Likely To Lose Official Credentials
Ouyang Kun, founder of the World Luxury Association.
The Beijing Administration for Industry and Commerce announced this week that it plans to revoke the license of the World Luxury Association (WLA) due to fake registration materials, reports the Chinese newspaper Beijing Youth Daily. The WLA has been identified as ashanzhai (山寨), a word originally meaning “mountain village” that now roughly translates to “knockoff.” Since its release, the news has become a hot topic of discussion on Weibo and has been reposted by China’s major state-run media outlets Xinhua and China Daily.
According to the report, the head of the administration is expected to announce the revocation of the organization’s license by July 6. According to the newspaper reporter, WLA founder Ouyang Kun did not show up at a hearing held last Wednesday on the matter, but was rather represented by his lawyer.

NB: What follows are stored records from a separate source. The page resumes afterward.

PR #2248, opened 2026-08-05
feat(fs): publish host mount table for VFS-to-host path mapping

chaliy:
Stack 2/3 — **merge #2247 first.** Targets `main` rather than #2247's branch because CI only triggers on PRs targeting `main`; the diff will shrink to just this change once #2247 merges. **Review the last commit only** (`feat(fs): publish host mount table…`).

## What changed

`realfs` mounts are now recorded and exposed:

- `Bash::host_mounts()` — which real mounts actually applied
- `Bash::host_path_for(vfs)` / `HostMounts::resolve(vfs)` — map a VFS path back to the host path behind it
- `HostMounts::new(..)` — build the table up front

## Why

An embedder bridging commands to host processes gets the VFS cwd from `BuiltinContext::cwd` and needs a host directory to spawn in. Nothing exposed that, so crabot hand-rolled `vfs_cwd_to_host` + `match_mount` — and had to write a dedicated test for the trap it contains, because a string prefix match puts `/workspace2` inside `/workspace`.

We own the mount table. Hosts should not be reimplementing prefix matching against it.

## Before / After

**Before:** ~50 lines of component-walking in the embedder, plus a regression test for a trap we handed them.

**After:**
```rust
bash.host_path_for("/workspace/src/main.rs");  // Some("/home/u/proj/src/main.rs")
bash.host_path_for("/workspace2/src");         // -> root mount, NOT inside /workspace
bash.host_path_for("/etc/passwd");             // None when no mount covers it
```

Three behaviors worth calling out, each pinned by a test:

- **Longest matching VFS prefix wins**, matched by whole path components — so a specific mount beats a root overlay, and `/workspace2` never lands inside `/workspace`.
- **`None` means "no mount covers this"**, and callers must treat it as an error. Falling back to a default directory would run a host command somewhere the script never asked for — worse than refusing.
- **Only mounts that actually applied are recorded.** A path rejected by the allowlist or a failed `canonicalize` is absent, so the table never reports a host path for something that was never mounted.

`HostMounts::new` exists for a real ordering problem: a `CommandResolver` is passed *into* the builder, so the builtins it produces cannot call `Bash::host_mounts()` on an instance that does not exist yet. Build the table first, share one `Arc` with both, and they agree by construction.

## Design note

An earlier draft put this on `BuiltinContext` as `ctx.host_path(..)`. Adding a required field to `Context` broke ~50 internal construction sites for modest gain, so it was dropped in favor of the shared-`Arc` shape above.

## Risk

- **Low.** `cfg(realfs)` and additive; no existing behavior changes.
- `apply_real_mounts` gained a return value; no caller-visible effect.

## Checklist
- [x] Tests added or updated

### DIFF
--- a/crates/bashkit/src/lib.rs
+++ b/crates/bashkit/src/lib.rs
@@ -802,6 +802,9 @@ pub struct Bash {
     /// Operator-approved in-process SQLite opt-in captured at build time.
     #[cfg(feature = "sqlite")]
     sqlite_inprocess_opt_in: bool,
+    /// Real host directories mounted into the VFS, for host-path resolution.
+    #[cfg(feature = "realfs")]
+    host_mounts: HostMounts,
 }
 
 impl Default for Bash {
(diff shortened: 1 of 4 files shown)


chaliy:
Force-pushed a fix: `HostMounts::resolve` used `Path::is_absolute()` to reject relative paths, which is **wrong on Windows** — a leading `/` is not absolute there (that needs a drive prefix), so it returned `None` for *every* VFS path. Every host-bridged command would have lost its working directory.

```
left: None
right: Some("\\\\?\\C:\\Users\\runneradmin\\AppData\\Local\\Temp\\.tmpLvQ6VU")
```

Now `has_root()`, which is the correct notion for a POSIX-style VFS path on any host, with a test pinning it.

Worth noting how this surfaced: **this PR was green.** The bug was caught by the Windows job in #2249, whose 8 adoption tests all failed on this code. That is the argument for #2249 in one data point — the gap it closes is real, and the first thing it found was a defect in a PR that CI had already passed.

---

PR #2249, opened 2026-08-05
test(adoption): cover the agent-bash-tool embedding shape, on Windows too

chaliy:
Stack 3/3 — **merge #2247 and #2248 first.** Targets `main` rather than #2248's branch because CI only triggers on PRs targeting `main`; the diff will shrink to just this change once those merge. **Review the last two commits only** (`test(adoption): …` and `test(ci): gate the unix-only harness example module`).

## What changed

- `thirdparty_adoption_tests.rs` — the composition an embedder actually writes, end to end: a real workspace mounted read-write, a `CommandResolver` bridging unresolved names to host processes, `HostMounts` mapping the cwd back.
- A `windows-latest` job running the adoption, host-mount, and command-resolver suites, gating `Check`.
- `harness_example_tests.rs` gated `#[cfg(unix)]` — it uses `std::os::unix`, and the integration binary now has to compile on Windows.

## Why

This shape was only ever validated downstream, and bashkit had no non-ubuntu CI. crabot — the first adopter — shipped two defects nothing upstream could catch:

1. A test harness that emptied `PATH` on Linux (a Windows-only Git-Bash fixup that ran unconditionally), failing 13 of 24 tests.
2. A stdin pipe to a host process that never reached EOF, hanging the suite indefinitely.

Both are properties of the *composition*, not of any single API, so they need a test that composes.

## Before / After

**Before:** neither defect was detectable upstream.

**After:** injecting the EOF defect (`std::mem::forget(pipe)` for `drop(pipe)`) produces one named failure in 20s:

```
test thirdparty_adoption_tests::pipeline_stdin_reaches_the_host_process_and_reaches_eof ... FAILED
assertion `left == right` failed: host command did not complete: ExecResult {
  stderr: "host-cat: host command exceeded 20s — did stdin reach EOF?", exit_code: 124, .. }
test result: FAILED. 7 passed; 1 failed
```

Getting there took three iterations, all worth recording because each was a wrong test that looked right:

1. The injected defect **passed** — the test used `cat`, which is a bashkit builtin, so the resolver (which runs last) was never consulted and the bridge never ran. Fixed by using `host-`prefixed names bashkit does not implement.
2. It then **hung past 180s** — `tokio::time::timeout` never fired, because the blocked thread never yielded. Fixed by bounding the bridge's own wait.
3. It **still hung** — killing `sh` left `cat` holding the stdout pipe, so draining blocked forever. Fixed by draining only after a clean exit.

A hung CI job reports nothing; a bounded one names the cause. The rules that fell out of this are written down in `knowledge/operations/testing.md` so the next person does not rediscover them.

The Windows job also immediately earned its place: its first run failed, and not on the new tests — `harness_example_tests.rs` uses `std::os::unix` ungated, which had been invisible while every job was ubuntu-only.

## Scope note

The Windows job is deliberately scoped to the three adoption suites rather than porting the whole workspace. Its job is to keep the embedding contract honest — the shape exists to work on Windows without a real bash — not to make every test cross-platform.

The bridge in the test file is meant to be the reference implementation. If bridging a host command needs more code than that, it is a gap in bashkit's API rather than a reason to grow the test.

## Risk

- **Low.** Tests and CI only; no library code changes.
- New job adds a Windows runner to every PR (~2 min).

## Checklist
- [x] Tests added or updated

### DIFF
--- a/.github/workflows/ci.yml
+++ b/.github/workflows/ci.yml
@@ -218,6 +218,11 @@ jobs:
       - name: Run realfs tests
         run: cargo test --features realfs -p bashkit --test realfs_tests -p bashkit-cli
 
+      # The third-party adoption and host-mount suites are `cfg(realfs)`, so
+      # the main "Run tests" step (no realfs) compiles them out entirely.
+      - name: Run realfs integration tests
+        run: cargo test -p bashkit --test integration --features realfs -- host_mounts_tests thirdparty_adoption_tests
+
       - name: Run fail-point tests (single-threaded)
         run: cargo test --features failpoints --test security_failpoint_tests -- --test-threads=1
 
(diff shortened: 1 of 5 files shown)


chaliy:
Rebased onto main after #2247 and #2248 merged. Two things changed during the rebase that reviewers should see, since neither was in the original PR:

**1. Main added its own Windows job.** `windows-containment` (TM-ESC-033, path/UNC/reparse semantics) landed while this was open. I kept both rather than folding them together — that one pins *path containment*, this one pins the *embedding contract*, and they run different suites. They use separate `rust-cache` shared keys.

**2. `windows-containment` was not wired into the `Check` gate.** Main added the job but `check.needs` never listed it, so a Windows containment failure could not block a merge — a security-motivated job that was decoration. This PR adds both `windows-containment` and `test-windows` to `needs` and to the result check.

That second one is outside this PR's stated scope; say the word and I'll pull it into its own change instead. Flagging it rather than burying it.

---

The investigators said that Ouyang Kun tried to fabricate several reasons to delay the investigation, and set up obstacles for evidence collection. Although the administration has announced that it plans to revoke the WLA’s license, the company’s lawyer has denied all wrongdoings and has requested to dismiss the case.
Ouyang Kun’s extremely humble Weibo cover photo. (Ouyang Kun/Weibo)
The article states that the WLA’s corporate registration address shows that it is located at a residential address in Beijing’s Dongcheng district, but building owners say that they never signed any rental agreement with the company. The reporter also discovered that the company’s legal representative is not Ouyang Kun, but an unspecified person in possession of a British passport who has also avoided investigation procedures. Investigators have expressed doubt about the authenticity of this unnamed person’s handwriting, stating that multiple copies of the signatures look very different.
Followed by 242,686 fans, Kun’s Weibo account is still active at the time of posting. On his Weibo, he claims to be the Chief Representative of the WLA’s China office and Secretary of the China Luxury Trade Commission.
Claiming itself as a non-profit organization with headquarters in New York on its website, the WLA released a report on “the top 100 global luxury brands” last year, but its credibility was called into question by media outlets such a Sina, which referred to many of the brands listed as second-tier. Since its release, the report had stirred public doubts about the institution’s integrity, with many industry insiders and media believing it to be fraudulent. In March, CCTV reported that the company’s operations were rife with fraud, and both its clients and formal staff disclosed fraudulent activities surrounding its organization of events and exhibitions. According to Sina, reporters tried repeatedly calling the phone number listed for WLA’s headquarters in New York day and night, but have always received an answering machine. Netizens also found that the institution is not officially listed as a United States non-profit organization.
Now that China has become the luxury sector’s largest market in the world, we have seen many luxury-associated organizations spring up. As China’s luxury industry is still in its infancy, luxury brands, retailers, and consumers must be cautions before putting trust in a luxury-related organization without first conducting proper research.